Advanced: Replication & Sharding

  • Replication = copies of the same data on multiple machines. One primary for writes, replicas for reads. Survives a node failure.
  • Sharding = splitting the data itself across machines ("users 1–100 here, 101–200 there"). Lets you scale beyond one server's RAM.
Replication = high availability + read scaling. Sharding = write scaling. Most apps need replication long before sharding.

Advanced: Migrations & Schema Evolution

Production schemas change. Never edit them manually. Use migration tools (Prisma Migrate, Knex, Flyway, Liquibase) so every environment ends up identical and changes are reviewable in PRs.

Golden rule: expand, then contract. Add the new column β†’ dual-write β†’ backfill β†’ switch reads β†’ drop the old column. Never break the old code in one step.

Advanced: Picking Between Postgres and Mongo (2026 Take)

  • Pick Postgres when relationships matter, you want strong types, or you might need analytics queries later.
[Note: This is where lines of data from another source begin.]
PR #7531, opened 2026-04-22
[PM 33923]Add support for multiple organization discounts to organization subscription page

cyprain-okeke:
## 🎟️ Tracking

 https://bitwarden.atlassian.net/browse/PM-33923

## 📔 Objective

The organization subscription page previously only supported a single discount (CustomerDiscount). This PR updates the billing infrastructure to support multiple concurrent 
  discounts (CustomerDiscounts) — for example, a customer may have both a Milestone 2 migration discount and a Secrets Manager standalone discount at the same time.
                                                                                                                                                                               
  **Changes**                                                                                                                                                                      

  **API Response Models:**                                                                                                                                                         
  - OrganizationSubscriptionResponseModel — changed CustomerDiscount (single) to CustomerDiscounts (array). Organization pages pass through all discounts unfiltered so admins
  can see migration (M3/Families), SM standalone, and M2 discounts.                                                                                                            
  - SubscriptionResponseModel — changed to CustomerDiscounts array, still filtered to M2-only for the individual user subscription page.
                                                                                                                                                                               
  **Core Billing:**                                                                                                                                                              
  - SubscriptionInfo.CustomerDiscount → SubscriptionInfo.CustomerDiscounts (list).
  - StripePaymentService.GetSubscriptionAsync — collects customer-level and subscription-level discounts into a single list, deduplicating by coupon ID. Phase 2 schedule      
  discounts are merged/overridden rather than replacing the whole discount.                                                                                              
  - GetBitwardenSubscriptionQuery — cart-level and product-level discounts are now lists; schedule phase 2 discounts return multiple entries; tax estimation passes multiple   
  coupon IDs to Stripe's upcoming invoice API.                                                                                                                               
  - Cart / CartItem — Discount → Discounts (list) to model multiple discounts per item or per cart.   
## 📸 Screenshots

Screenshot 2026-04-22 at 1 51 17 PM
Screenshot 2026-04-22 at 4 29 53 PM
Screenshot 2026-04-22 at 3 23 20 PM
Screenshot 2026-04-22 at 2 14 46 PM


amorask-bitwarden (changes requested):
❌ There's quite a few changes here to the `GetBitwardenSubscriptionQuery`, which is currently only utilized for Premium. Multiple premium discounts is being addressed in [PM-35121](https://bitwarden.atlassian.net/browse/PM-35121), so I believe this PR's scope extends too far. Can you ensure the changes are specifically focused on surfacing multiple organization discounts?

src/Api/Billing/Controllers/OrganizationsController.cs
```diff
@@ -299,7 +299,7 @@ private async Task<Organization> AdjustOrganizationSeatsForSmTrialAsync(Guid id,
         }
 
         var subscriptionInfo = await paymentService.GetSubscriptionAsync(organization);
-        if (subscriptionInfo?.CustomerDiscount?.Id != StripeConstants.CouponIDs.SecretsManagerStandalone)
+        if (subscriptionInfo?.CustomerDiscounts.Any(d => d.Id == StripeConstants.CouponIDs.SecretsManagerStandalone) != true)
```
amorask-bitwarden:
```suggestion
        if (subscriptionInfo?.CustomerDiscounts.Any(d => d.Id != StripeConstants.CouponIDs.SecretsManagerStandalone))
```

src/Api/Models/Response/SubscriptionResponseModel.cs
```diff
@@ -29,9 +29,10 @@ public SubscriptionResponseModel(User user, SubscriptionInfo subscription, UserL
         License = license;
         Expiration = License.Expires;
 
-        CustomerDiscount = ShouldIncludeDiscount(subscription.CustomerDiscount)
-            ? new BillingCustomerDiscount(subscription.CustomerDiscount!)
-            : null;
+        CustomerDiscounts = subscription.CustomerDiscounts
```
amorask-bitwarden, line 31: ❌ `SubscriptionResponseModel` class was the old Premium subscription response approach before `GetBitwardenSubscriptionQuery` and will be significantly reduced as part of this PR: https://github.com/bitwarden/server/pull/7519

Since this model is not used for Organizations, I don't think the changes in this file are necessary. This is especially true since all the discounts are filtered to only show the price increase discount via `ShouldIncludeDiscount`.

amorask-bitwarden (changes requested):
Good work - still a few things we can remove though to tighten it up.

src/Api/Models/Response/SubscriptionResponseModel.cs
cyprain-okeke: This change was necessary to keep SubscriptionResponseModel compiling. Since SubscriptionInfo.CustomerDiscount (singular) was  replaced by CustomerDiscounts (a list) as part of this PR, every consumer of SubscriptionInfo needed to be updated to use the new property — including this model

amorask-bitwarden (approved):
Thanks for clearing up my question. Changes look good. Nice work!

JimmyVo16 (approved):

r-tome (approved):

PR #7536, opened 2026-04-23
[PM-34883] - Add InjectOrganizationUserAttribute

jrmccannon:
## 🎟️ Tracking
[PM-34883](https://bitwarden.atlassian.net/browse/PM-34883)

## 📔 Objective
This adds an attribute that can be used to decorate api endpoints and allow for the target organizationUser (via the route)
to be validated in a more standardized way. This will pull the id out of the route (id or whatever string is provided via the constructor) and  will validate the target OrganizationUser belongs to the organization from the route. Since we've fetched the org user already, we'll provide it to the controller method so we don't have to get it again.

I've implemented this on `organization/{orgId}/users/{id}/recover-account`.

[PM-34883]: https://bitwarden.atlassian.net/browse/PM-34883?atlOrigin=eyJpIjoiNWRkNTljNzYxNjVmNDY3MDlhMDU5Y2ZhYzA5YTRkZjUiLCJwIjoiZ2l0aHViLWNvbS1KU1cifQ


src/Api/AdminConsole/Controllers/OrganizationUsersController.cs
```diff
@@ -504,18 +506,17 @@ await _organizationService.UpdateUserResetPasswordEnrollmentAsync(
     /// </summary>
     [HttpPut("{id}/reset-password")]
     [Authorize<ManageAccountRecoveryRequirement>]
-    public Task<IResult> PutResetPassword(Guid orgId, Guid id, [FromBody] OrganizationUserResetPasswordRequestModel model)
-        => PutRecoverAccount(orgId, id, model);
+    [InjectOrganizationUser]
+    public Task<IResult> PutResetPassword(Guid orgId, Guid id, [FromBody] OrganizationUserResetPasswordRequestModel model,
+        [BindNever] OrganizationUser targetOrganizationUser)
```
eliykat: This is following Billing's example, but I think the dual attribute use - `Inject` and then `BindNever` - is awkward. I think we can achieve this through [custom model binding](https://learn.microsoft.com/en-us/aspnet/core/mvc/advanced/custom-model-binding?view=aspnetcore-10.0) which might better fit what we're trying to do here.

<details>
<summary>Untested example</summary>

The attribute:

```c#
  [AttributeUsage(AttributeTargets.Parameter)] 
  public sealed class InjectOrganizationUserAttribute(string organizationUserIdRouteParam = "id")
      : ModelBinderAttribute(typeof(OrganizationUserModelBinder))   
  {
      public string OrganizationUserIdRouteParam { get; } = organizationUserIdRouteParam; 
  }  
```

JSONB even gives you document-store flexibility when you need it.
  • Pick MongoDB when documents are naturally self-contained, your shape changes weekly, or you want to start dead simple.
  • Add Redis to either one, almost always, for caching and sessions.
There is no universal winner β€” the answer is your access patterns.

Practice Path

1. Spin up Postgres in Docker, create a users and posts table with a foreign key, insert a few rows. 2. Connect from Node with pg using a pool, run a parameterised query. 3. Add an index on posts.created_at, compare EXPLAIN ANALYZE before and after. 4. Wrap a two-statement update in BEGIN/COMMIT and intentionally throw to see the rollback.